____ Data for this exercise
PR #592, opened 2022-05-18
Syntactic sugar for multiple record updates

johnwikman:
This PR adds syntactic sugar in the parser for record updates of multiple fields, to avoid the reverse lisp-hell of having to prefix record updates with brackets:

```
-- currently there is a lot of code that looks like this:
let newState = {{{state
  with env = newEnv}
  with pos = incr state.pos}
  with info = newInfo}
in
...

-- this could now be rewritten (with equivalent AST) as
let newState = {state with
  env = newEnv,
  pos = incr state.pos,
  info = newInfo
} in

-- or maybe even neatly inlined
let newState = {state with env = newEnv, pos = incr state.pos, info = newInfo} in
```

Here is an actual example from the miking-ml repo that could be tidied up ([link](https://github.com/johnwikman/miking-ml/blob/84aee7558f1045aa80907daf89788bbd9ede48a0/benchmarks/mnist/bm-mnist.mc#L23-L32)):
________
**Work instructions**.
Check each line above for "updates" and state how many match, answering with only the number.

**Exercise solution**.
2